Yes indeed! A function is like a closed box with a nice label on top declaring exactly what it is doing. It is also a sealed box so the provider of the function can change the implementation without you having to change any of your code:
square :: Int -> Int
square n = n * n -- who knew?
A higher-order function is even better. You can pass another function to alter the behavior of the first one:
squareOkOrZero :: (Int -> Bool) -> Int -> Int
squareOkOrZero check n =
let squared = square n
in if check n then squared else 0
So functions are like boxes inside boxes inside boxes,... and the top-level box is totally sealed. This is fantastic for modularity because this hides low-level information.
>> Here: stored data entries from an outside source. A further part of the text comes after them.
Issue #827, opened 2024-05-05
Add tokyo-night storm and moon


drishal:
### Describe your request

as the title says, if possible please add tokyo night storm and moon variants as well 

### Resources

https://github.com/folke/tokyonight.nvim

Luxvao:
+1

i-am-linja:
Can we please also add Day? (Or Light as it's known in VSCode.) Light mode users do exist.

foster-hangdaan:
I can work on this if possible. I can add the Storm and Day variants. However, I probably won't do the Moon variant as it doesn't seem to be a variant that is listed on the [official repo](https://github.com/tokyo-night/tokyo-night-vscode-theme).

azzamsa:
@foster-hangdaan The `moon` variant is the most popular, as it is used by the author of `folke/tokyonight.nvim` himself.

While `https://github.com/tokyo-night/tokyo-night-vscode-theme` (enkia) was the original, you'll notice that `https://github.com/folke/tokyonight.nvim` is more widely adopted, and often serves as a reference for other implementations.

- `https://github.com/folke/tokyonight.nvim`: 6.1k stars
- `https://github.com/tokyo-night/tokyo-night-vscode-theme`: 1.7k stars

azzamsa:
For any `folke/tokyonight` moon variant users, before it gets ported to Doom, you can use `doom-moonlight`, which is similar.

foster-hangdaan:
> @foster-hangdaan The `moon` variant is the most popular, as it is used by the author of `folke/tokyonight.nvim` himself.
> 
> While `https://github.com/tokyo-night/tokyo-night-vscode-theme` (enkia) was the original, you'll notice that `https://github.com/folke/tokyonight.nvim` is more widely adopted, and often serves as a reference for other implementations.
> 
>     * `https://github.com/folke/tokyonight.nvim`: 6.1k stars
> 
>     * `https://github.com/tokyo-night/tokyo-night-vscode-theme`: 1.7k stars

I'll add the Moon variant to #835 when time permits in order to close this issue in one shot.

drishal:
> > @foster-hangdaan The `moon` variant is the most popular, as it is used by the author of `folke/tokyonight.nvim` himself.
> > While `https://github.com/tokyo-night/tokyo-night-vscode-theme` (enkia) was the original, you'll notice that `https://github.com/folke/tokyonight.nvim` is more widely adopted, and often serves as a reference for other implementations.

This is also disastrous for reuse because we sometimes want to open the box, rearrange slightly the inside, and shut the box again. Really? Yes.
For example we can use an Encoder
type to describe how a Company
can be serialized to JSON
:
data Company = Company { departments :: [Department] }
data Department = Department { employees :: [Employee] }
data Employee = Employee { name :: Name, age :: Age }
newtype Name = Name Text
newtype Age = Age Int
-- this code uses a fictive `JSON` library providing functions to create JSON values
-- like `string`, `number`, `obj`, `arr`, `.=`
nameEncoder :: Name -> JSON
nameEncoder (Name n) = string n
-- other signature are omitted
ageEncoder (Age a) = number a
employeeEncoder (Employee n a) = obj ["n" .= nameEncoder n, "a" .= ageEncoder a]
departmentEncoder (Department es) = obj ["employees" .= arr (employeeEncoder <$> es)]
companyEncoder (Company ds) = obj ["departments" .= arr (departmentEncoder <$> ds)]
Once given a companyEncoder
you can encode any Company
, great! However you are restricted to just one implementation. If you want to change some of the field names, for example use better fields names for the employeeEncoder
, name
and age
instead of n
and a
, you need redefine all your encoders and "thread" a specific employeeEncoder
from the top:
employeeEncoder' (Employee n a) =
obj ["name" .= nameEncoder n, "age" .= ageEncoder a]
departmentEncoder' empEncoder (Department es) =
obj ["employees" .= arr (empEncoder <$> es)]
companyEncoder' dptEncoder (Company ds) =
obj ["departments" .= arr (dptEncoder <$> ds)
Then you can define
myCompanyEncoder' =
companyEncoder' (departmentEncoder' employeeEncoder')
Which means that you need to manually assemble all the encoders you will need. There are of course other solutions to this issue, relying on type classes and/or TemplateHaskell. They have similar drawbacks, for example there can only be one encoder for the Employee
type (and using newtypes to go around that restriction might be impossible if that data structure comes from a library or is deeply nested inside a data graph).
This issue happens in other contexts, when using Hedgehog generators for instance, but it is especially present when trying to structure applications as a set of "components", which is the main use case for this library.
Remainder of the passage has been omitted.